As for the radar, Meranda said the Air Force has expressed interest in a unit sized from 16 to 20 feet long, which “fits nicely on our particular airplane.”
Metzger noted that Northrop Grumman has outfitted a Gulfstream 550 aircraft with a radar and workstations, proving out various concepts it could offer when the Air Force nails down its requirements. It has taken the jet to Air Combat Command headquarters at JB Langley-Eustis, Va.; to Hanscom AFB, Mass., home of Electronics Systems Center; to JB Andrews, Md., for members of USAF HQ and other Pentagon officials to look at; and to Robins AFB, Ga., where the current JSTARS is flown.
The demonstrator showed off “the aircraft itself, the outer mold lines, the things we have done [with] advanced BMC2 consoles, capabilities, and most importantly, the mission software, which I would characterize as an 85-90 percent solution.” The G550 is also an airplane in USAF’s inventory, as the basis of the C-37 executive transport.
Though the G550 is smaller than Boeing’s approach, Metzger said it has plenty of room for growth.
“It has available room in racks and space inside” and can do the same mission the E-8C performs with fewer operators.
However, “if you take a look at the history of JSTARS over the last 25 years, we have gone through four major upgrades [but] these upgrades have not yielded an increase in overall weight or space,” Metzger pointed out. At the same time, “we have increased exponentially the amount of capability that has been added to that platform,” due to size reductions and processing power gains with each generation of computers.

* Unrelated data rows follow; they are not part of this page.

PR #3787, opened 2026-08-31
[Store] Increase offset allocator size-class precision

982945902:
## Description

Increase `OffsetAllocator`'s `SmallFloat` mantissa precision from 3 bits to 4 bits, doubling the number of leaf size classes from 256 to 512.

This reduces size-class rounding waste for KV workloads while preserving compatibility with allocator state serialized by the previous 3-bit layout. Legacy raw and MsgPack snapshots are detected during deserialization and their free-bin lists are rebuilt into the new layout.

For the DSA pair used by the allocation benchmark:
- KV `3,274,752 B`: normalized size changes from `3,407,872 B` to `3,276,800 B`
- Indexer `658,432 B`: normalized size changes from `720,896 B` to `688,128 B`

## Module

## Type of Change

- [ ] Bug fix
- [ ] New feature
- [ ] Refactor
- [ ] Breaking change
- [ ] Documentation update
- [x] Performance improvement
- [ ] Other

## How Has This Been Tested?

**Unit tests:**
```bash
/build/release/mooncake-store/tests/offset_allocator_test
/build/release/mooncake-store/tests/serializer_test
```

Results:
- OffsetAllocator: 54/54 passed
- Serializer: 7/7 passed
- Storage allocator persistence subset: 9/9 passed
- HA snapshot tests: 69/69 passed
- Legacy raw 3-bit layout migration test passed
- Legacy MsgPack 256-bin layout migration test passed
- Cross-version manual test passed: an unmodified `origin/main` 3-bit binary wrote raw and MsgPack allocator snapshots, and the 4-bit binary loaded both snapshots and successfully continued allocating

**Complete DSA allocation benchmark:**
```bash
taskset -c 2 allocation_strategy_bench \
  --workload=dsa \
  --dsa_segment_capacity=16384 \
  --dsa_warmup_multiplier=1 \
  --dsa_capacity_multiplier=3 \
  --dsa_max_allocs=2000000
```

Method:
- Same `origin/main` baseline and build environment
- Full 96-case matrix per run: Random/FreeRatioFirst, KV-only/paired KV+Indexer, homogeneous/skewed, replicas 1/2/3, segments 1/2/4/8/16
- Baseline and change run in alternating order on the same pinned CPU
- Two complete runs per version

Aggregate result across both complete runs:

| Workload | 3-bit utilization | 4-bit utilization | Change | Throughput change |
|---|---:|---:|---:|---:|
| KV-only | 96.0833% | 99.9242% | +3.8409 pp | +0.24% |
| KV + Indexer | 95.0501% | 98.9827% | +3.9326 pp | +0.10% |

The throughput deltas are effectively neutral; the reproducible gain is reduced size-class rounding and higher achievable utilization.

- [x] Unit tests pass
- [x] Manual testing done (complete benchmark described above)

## Checklist

- [x] I have formatted my code using the repository's clang-format configuration
- [ ] I have run pre-commit on the files changed in this PR and all hooks pass (the `pre-commit` executable is unavailable in the current environment)
- [x] I have updated the documentation (not applicable; no user-facing interface changes)
- [x] For changes >500 LOC: I have filed an RFC issue (not applicable; 266 insertions / 90 deletions)

## AI Assistance Disclosure

- [ ] No AI tools were used
- [x] AI tools were used (Codex assisted with implementation, tests, benchmark execution, and PR preparation; the submitter is responsible for reviewing and understanding the changes.)


982945902:
Added explicit legacy MsgPack migration coverage in b9dfa531. I also ran a real cross-version check: an unmodified origin/main (3-bit) binary generated both raw and MsgPack allocator snapshots; the PR build loaded both artifacts, preserved the allocation/free-space metrics, and successfully continued allocating. The full OffsetAllocator suite now passes 54/54.

ykwd:
Thanks for working on this. Increasing the size-class precision looks useful, and I am supportive of this direction.

One thing that may be worth considering is whether we should go directly to `MANTISSA_BITS = 5` instead of stopping at 4. I shared this PR with some other users, and one of them mentioned that they had encountered a similar issue when using Mooncake for RL data-plane offloading. Compared with KV cache workloads, where allocation sizes are relatively stable, RL workloads can have much more diverse allocation sizes. In their case, increasing `MANTISSA_BITS` to 5 was the smallest change that provided the most noticeable improvement in terms of fragmentation.

That said, I think the more important point is that the workload characteristics here may be quite different from the KV/DSA workloads currently covered by the benchmark. It might therefore be useful to first profile representative RL allocation traces and add an RL-like workload to `allocation_strategy_bench` (e.g., with a wider or more skewed allocation-size distribution). We could then quantitatively compare 3/4/5-bit precision with different workload and segment sizes, and also verify whether increasing from 3 to 5 bits introduces any hot-path overhead.

Of course, the above questions go beyond the scope of this PR. We will proceed with reviewing and testing this PR as it stands, while also welcome anyone interested in exploring the questions above.

982945902:
Thanks for suggesting the 5-bit comparison. I ran a local 4-bit vs. 5-bit experiment without pushing any 5-bit code.

### Method

- Same Release build environment and benchmark binary source
- Complete 96-case DSA matrix per run:
  - Random and FreeRatioFirst
  - KV-only and paired KV+Indexer
  - homogeneous and skewed capacities
  - replicas 1/2/3
  - segments 1/2/4/8/16
- 16 GiB per base Segment
- 1x-capacity warmup + 3x-capacity measurement
- 5% fail-triggered eviction, maximum 2M allocations per case
- Both binaries pinned to the same CPU
- Four complete runs per version, in alternating order

### Results

| Workload | Metric | 4-bit | 5-bit | 5-bit vs. 4-bit |
|---|---:|---:|---:|---:|
| KV-only | Achievable utilization | 99.924163% | 99.924163% | +0.0000 pp |
| KV-only | Allocation throughput | 972,846/s | 968,511/s | -0.45% |
| KV-only | P99 | 2,725 ns | 2,754 ns | +1.04% |
| Paired KV+Indexer | Achievable utilization | 98.987256% | 99.387264% | +0.4000 pp |
| Paired KV+Indexer | Allocation throughput | 892,222/s | 878,943/s | -1.49% |
| Paired KV+Indexer | P99 | 2,793 ns | 2,974 ns | +6.49% |

The utilization result matches the size-class rounding:

- KV `3,274,752 B`: both 4-bit and 5-bit normalize to `3,276,800 B`, so 5-bit provides no additional KV-only capacity benefit.
- Indexer `658,432 B`: 4-bit normalizes to `688,128 B`; 5-bit normalizes to `671,744 B`, which explains the paired-workload improvement.

The latency percentiles were noisier than utilization. For paired mode, Random's aggregate P99 increased while FreeRatioFirst's decreased, so I would not treat the aggregate P99 delta as a stable regression without longer allocator-only profiling. However, the current data does not show a hot-path advantage for 5-bit.

### Implementation and metadata cost

Moving from 4 to 5 bits is small mechanically, but it is not only a constant change:

- leaf bins increase from 512 to 1,024;
- each top-bin bitmap must widen from `uint16_t` to `uint32_t`;
- `m_binIndices` grows from 2,048 B to 4,096 B;
- leaf bitmaps grow from 64 B to 128 B;
- total bin-index metadata grows from 2,112 B to 4,224 B per OffsetAllocator (+2,112 B), and the serialized bin-index payload grows correspondingly.

The lookup remains constant-time and uses native 32-bit bit operations, but the lookup-table footprint doubles again.

For the current KV/DSA workload, my interpretation is that 4-bit captures most of the available gain: 5-bit adds about 0.40 pp only for the paired case, provides no KV-only gain, and doubles bin metadata again. I therefore plan to keep this PR at 4 bits.

I agree that the decision may be different for RL offloading with a much wider allocation-size distribution. A representative RL trace or RL-like benchmark would be the right way to evaluate 3/4/5 bits separately, rather than extrapolating from the KV/DSA sizes used here.

982945902:
Rebased onto the latest `main` (`ebe38646`) and resolved the conflict with the new `ImportOffsetBufferAllocator` / `LiveAllocation` interface. The precision-independent normalization-boundary test now uses the new import API while retaining its original intent.

Local Release validation after the rebase:
- `offset_allocator_test`: 54/54 passed
- `buffer_allocator_test`: 19/19 passed
- `serializer_test`: 7/7 passed

GitHub now reports the PR as mergeable; the new CI run is queued.

catyans (approved):
LGTM. The 4-bit bin layout is applied consistently across allocation, free, and serialization, while legacy raw and MsgPack states rebuild their free-bin chains under the new mapping. Migration tests, benchmarks, and CI are green.

mooncake-store/include/offset_allocator/offset_allocator.h
```diff
@@ -382,49 +388,61 @@ void __Allocator::serialize_to(T& serializer) const {
...
+        const size_t node_data_size = static_cast<size_t>(m_current_capacity) *
+                                      (sizeof(Node) + sizeof(NodeIndex));
+        const size_t common_tail_size = sizeof(m_freeOffset) + node_data_size;
+        const size_t legacy_tail_size =
+            sizeof(m_usedBinsTop) + NUM_TOP_BINS * sizeof(uint8) +
+            LEGACY_NUM_LEAF_BINS * sizeof(NodeIndex) + common_tail_size;
+        const size_t current_tail_size =
+            sizeof(m_usedBinsTop) + sizeof(m_usedBins) + sizeof(m_binIndices) +
+            common_tail_size;
+        const size_t remaining_size = serializer.remaining_size();
```
yokinoshitayoki, line 434: The layouts differ by 1,056 bytes, exactly 33 serialized nodes. Corrupting a legacy snapshot's node count from 1,501 to 1,468 makes this accept it as the new layout; allocate(64) then segfaults, while the baseline rejects it.

982945902: Thanks, you are right. The raw deserializer was inferring the 3-bit versus 4-bit layout solely from the remaining byte count, so reducing the serialized node count by 33 could exactly hide the 1,056-byte layout difference and make a corrupted legacy snapshot enter the new-layout path. I updated the raw format in e6d7c951 to prefix new snapshots with an explicit magic and version. Snapshots without the magic are now parsed only as the legacy 3-bit layout, with its exact expected payload size; there is no longer a length-based choice between the two layouts. I also added the 1,501 -> 1,468 regression case, which is now rejected during deserialization before allocate() can be called. The full offset_allocator_test suite passes 55/55 and pre-commit passes.

yokinoshitayoki:
@982945902 Could we have a look at the failed checks?

982945902:
Fixed the failed `Check code format` job in dca44f03 by applying clang-format 20 to the two reported locations. I also reran the PR-scoped pre-commit checks and `./scripts/code_format.sh --check --changed-lines --base origin/main`; both pass locally.

yokinoshitayoki:
@982945902 I think RFC #3965 investigates allocation failures and segment placement in RL workloads. The RL workload seems useful for revisiting the 4-bit vs. 5-bit trade-off. Could you take a look?

982945902:
Thanks for pointing me to RFC #3965. I reviewed its analysis, and it clarifies that the RL allocation failures are primarily caused by segment-placement fragmentation rather than size-class precision.

Since reproducing the full RFC experiment requires its production traces and supporting tooling, I ran a smaller allocator-only synthetic sanity check based on the workload shape described in the RFC:

- 16 × 4 GiB segments and 8 simulated DP ranks;
- 12–16 mixed-size objects plus one 640–1920 MiB object per rank and step;
- objects released after two steps, with no eviction;
- 12 fixed seeds and 172,483 allocation attempts for each configuration.

| Placement | 4-bit large-object failures | 5-bit large-object failures |
|---|---:|---:|
| Random | 160 (1.3889%) | 161 (1.3976%) |
| FreeRatioFirst | 521 (4.5226%) | 509 (4.4184%) |
| Best-fit model | 0 | 0 |

Moving from 4 to 5 bits reduced measured size-class rounding overhead from approximately 0.65% to 0.26%, but did not materially reduce large-object allocation failures. At failure time, the cluster still had approximately 17.5–18.7 GiB of total free space on average, while the largest contiguous region was only approximately 1.5 GiB.

This synthetic test is not intended to reproduce the RFC’s production traces, but its result is consistent with the RFC’s conclusion: higher size-class precision reduces rounding waste, while placement policy determines whether large contiguous regions survive.

yokinoshitayoki:
This direction looks pretty good to me, I'll test this PR locally later.

catyans (approved):
LGTM. Re-reviewed the current head after the snapshot-format update. The explicit magic/version removes the ambiguous legacy/current layout inference, while legacy raw and MsgPack snapshots still take the compatibility path and the new regression covers the previously ambiguous node count. CI is green.

Also, thanks @yokinoshitayoki for connecting this with #3965, and @982945902 for running the extra workload-shaped sanity check. The result makes the boundary here much clearer: this PR improves allocator rounding precision; preserving large contiguous regions remains a placement-policy problem.

yokinoshitayoki:
@982945902 I compared the 3-bit baseline (ebe38646) with this PR (dca44f03) on a local A100 host with AMD EPYC 7742 CPUs. Both used identical Release build settings (GCC 11.4, -O3, metrics enabled). These benchmarks exercise CPU allocation paths, excluding GPU transfers and RPC. Each version ran four times in alternating order with fixed CPU affinity.
The complete 96-case DSA matrix reproduced the expected capacity improvement:
```
taskset -c 2 ./allocation_strategy_bench \
  --workload=dsa --dsa_segment_capacity=16384 \
  --dsa_warmup_multiplier=1 --dsa_capacity_multiplier=3 \
  --dsa_max_allocs=2000000
```
Peak utilization before eviction increased from 96.083% to 99.924% for KV-only and 95.047% to 98.987% for KV+Indexer. Aggregate throughput was essentially unchanged (−0.05% for both workloads).
However, we observed a repeatable slowdown with eight threads allocating and freeing against the same segment through the Put allocation layer. An isolated follow-up used:
```
taskset -c 2-9 ./offset_allocator_concurrency_bench \
  --threads=8 --iterations=500000 --warmup_iterations=20000 \
  --success_request_kb=3198 --layer=put_allocation --scenario=success
```
Across four paired runs, throughput decreased 6.3% geometrically, while P99 increased 8.5%. One run had a larger slowdown; the median paired throughput change was −3.0%. Repeating with --success_request_kb=4 showed −3.1% throughput and +8.3% P99. Both request sizes showed lower throughput in every pair, with zero unexpected allocation results.
The fixed metadata cost also matched expectations: +1,056 bytes per internal allocator and +1,068 bytes per Raw snapshot.
Could you reproduce the contention case and investigate whether this slowdown is an expected trade-off? The DSA results look good, but this additional workload seems worth including in the performance evaluation.

982945902:
Thanks for reporting this and for providing the exact command. I tested the same baseline (`ebe38646`) and PR head (`dca44f03`) using the command from your comment:

```bash
taskset -c 2-9 ./offset_allocator_concurrency_bench \
  --threads=8 --iterations=500000 --warmup_iterations=20000 \
  --success_request_kb=3198 \
  --layer=put_allocation --scenario=success
```

An earlier four-pair run showed a slowdown in the same direction as your result. However, the result was not stable in subsequent runs, so I ran another 20 paired comparisons (40 executions), randomizing whether the baseline or PR version ran first within each pair.

The per-pair PR-vs-baseline throughput changes were:

| Pair | Delta | Pair | Delta |
|---:|---:|---:|---:|
| 1 | +3.58% | 11 | -5.34% |
| 2 | -1.07% | 12 | +0.54% |
| 3 | +7.91% | 13 | +2.85% |
| 4 | -1.51% | 14 | +1.93% |
| 5 | -2.84% | 15 | +5.17% |
| 6 | +0.53% | 16 | -4.26% |
| 7 | +0.14% | 17 | -1.93% |
| 8 | -5.28% | 18 | -4.83% |
| 9 | +2.06% | 19 | +0.34% |
| 10 | +2.78% | 20 | -0.12% |

Across all 20 pairs:

- geometric-mean throughput change: **-0.03%**
- median paired throughput change: **+0.24%**
- PR faster in **11/20** pairs and slower in **9/20**
- approximate 95% interval for the throughput change: **[-1.57%, +1.54%]**
- when the PR ran first: **-1.04%**
- when the PR ran second: **+1.00%**

P99 was also unstable. It increased by 5.34% across all pairs, but this was concentrated in the initial pairs; across pairs 5–20, the geometric-mean P99 change was only +0.08%.

I also compared the versions with `perf stat` and `perf record`. I did not find a stable increase in hot-path work:

- instructions: **-0.03%**
- cycles: **+0.33%**
- combined allocator hotspot share: **13.59% → 13.64%**
- `pthread_mutex_lock`: **7.04% → 7.00%**
- `SmallFloat::*`: **0.76% → 0.83%**
- `__Allocator::allocate`: **1.17% → 1.15%**

Unfortunately, my current host is heavily shared, with a sustained load average around 275–305 and substantial scheduler activity. I also attempted a stricter CPU/cpuset isolation run, but persistent kernel-side activity still caused millions of context switches, so I discarded those measurements as unreliable. I do not currently have access to a sufficiently quiet host.

My current conclusion is therefore that I can observe occasional regressions, but cannot reproduce a stable slowdown or identify a new allocator/locking bottleneck caused by the 4-bit layout. This does not invalidate the consistent regression you observed on the EPYC 7742 host.

Would it be possible to repeat this benchmark on one or two additional hosts, or share the per-run output and `perf stat` counters from the EPYC host? That would help determine whether the effect is architecture-specific or caused by the benchmark environment.

yokinoshitayoki (approved):
@982945902 Thanks for the additional measurements. I repeated the contention benchmark on the same EPYC 7742 host, reusing the exact baseline (<code dir="ltr">ebe38646</code>) and PR (<code dir="ltr">dca44f03</code>) binaries, with their SHA-256 hashes verified against the previous run.</p><p>The benchmark parameters remained unchanged: CPU 2–9, 8 threads, 500,000 iterations per thread, 20,000 warmup iterations, and <code dir="ltr">--layer=put_allocation --scenario=success</code>.</p><p>This time I ran <strong>12 paired comparisons per request size, totaling 48 executions</strong>. The execution order was randomized and balanced: the PR ran first in six pairs and second in six pairs for each size. All runs were included.</p><div><div><div>
Request size | Geometric-mean throughput change | Geometric-mean P99 change | Pairs with lower throughput / higher P99
-- | -- | -- | --
KV: 3,274,752 B | −1.83% | +5.05% | 12/12 / 12/12
4 KiB | −3.08% | +5.95% | 12/12 / 12/12

</div></div></div><p>The throughput change remained negative under both execution orders. The P99 increase also persisted beyond the initial pairs: across pairs 5–12, it was +4.07% for KV and +5.85% for 4 KiB. All executions completed with zero unexpected allocation results.</p><p>I also recorded CPU utilization every second, thread-level <code dir="ltr">pidstat</code> output, and <code dir="ltr">/usr/bin/time -v</code> statistics. The SMT siblings of the benchmark CPUs averaged approximately 0.3% non-idle time. However, the host remained shared, CPU frequency scaling was enabled, and <code dir="ltr">perf stat</code> was denied by the current <code dir="ltr">perf_event_paranoid=4</code> setting, so environmental effects are not fully excluded.</p><p>These results strengthen the evidence for a small, repeatable slowdown in this setup. The KV regression is smaller than our earlier −6.3% aggregate, which should not be treated as a fixed cost. The underlying cause remains open; I have retained the per-run outputs and monitoring logs for further comparison.</p>

Given the reproducible utilization gains in the KV/DSA workloads and the essentially unchanged throughput in the full DSA matrix, I consider this trade-off acceptable. But still, we should leave root-cause analysis as follow-up work. I would not block this PR solely on the small regression observed in this benchmark.

yokinoshitayoki:
@982945902 Also, please resolve the branch conflicts here.

982945902:
Rebased onto the latest `main` and resolved the conflicts while preserving the newer snapshot validation checks. I also fixed the 4-bit bitmap validation and made the rounding-bound test precision-independent.

Validation: `offset_allocator_test` — 60/60 passed; PR-scoped pre-commit hooks passed.

yokinoshitayoki:
@982945902 Please have a look at the failed CI checks.

982945902:
Fixed in `d9acf2a6`.

Root cause: the MsgPack serializer still iterated the widened `m_usedBins` array as `unsigned char`, truncating the upper 8 leaf-bin bits. This corrupted restored allocator bitmaps and caused the snapshot-related CTest failures. The serializer now preserves the full `uint16_t` value, and a focused high-bit MsgPack round-trip regression test was added.

Validation:
- `offset_allocator_test`: 61/61 passed
- all 9 allocator/snapshot-focused tests: passed
- exact CI format command with clang-format 20: passed
- pre-commit: passed
- unrelated `ShmTransportTest.RelocateCopySurvivesConcurrentCap`: passed 20/20 local reruns (the prior CI failure appears flaky)

A new CI run has been triggered.

982945902:
The latest CTest failure was a compile error in `batch_oplog_snapshot_gc_test`: `FakeBackend` became abstract after `HaKvBackend::DeleteRange` was added. This was fixed upstream by #4131.

I merged the latest `main` (including #4131) into this branch and pushed `579c1b77`. Local validation passed:

- `batch_oplog_snapshot_gc_test`: 2/2 passed
- `offset_allocator_test`: 61/61 passed
- `./scripts/code_format.sh --check --changed-lines --base origin/main`
- `pre-commit run --files <PR files>`

A fresh CI run is now in progress.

“What used to be in desktops are now into blade computers,” he said. “Tomorrow, what is on a blade will be on a chip, if it’s not already. … I have absolutely no reason to believe that you will not see the same effect … over the next 20 years.” Metzger said the Northrop Grumman concept has “margins … today,” and “we expect those margins to increase as time goes on.”
Other companies expected to offer a JSTARS Recap solution declined to comment—most saying that they did not want to presume what requirements USAF will ultimately set or divulge competitive information.
Pawlikowski said the program has many moving and interrelated parts. When the last E-8s retire, she said, will be affected by “the price we can get for this replacement.” But she also said USAF has a “bow wave” of recapitalization projects coming up fast and a determination to craft and stick to a 10-year “balanced budget.”
The JSTARS Recap, Long-Range Strike Bomber, F-35, and KC-46 tanker “all go into play in terms of what we can buy and how many we can buy,” Pawlikowski said. And so, “as often happens in the acquisition business,” the answer to any question about JSTARS Recap right now is, “it depends.”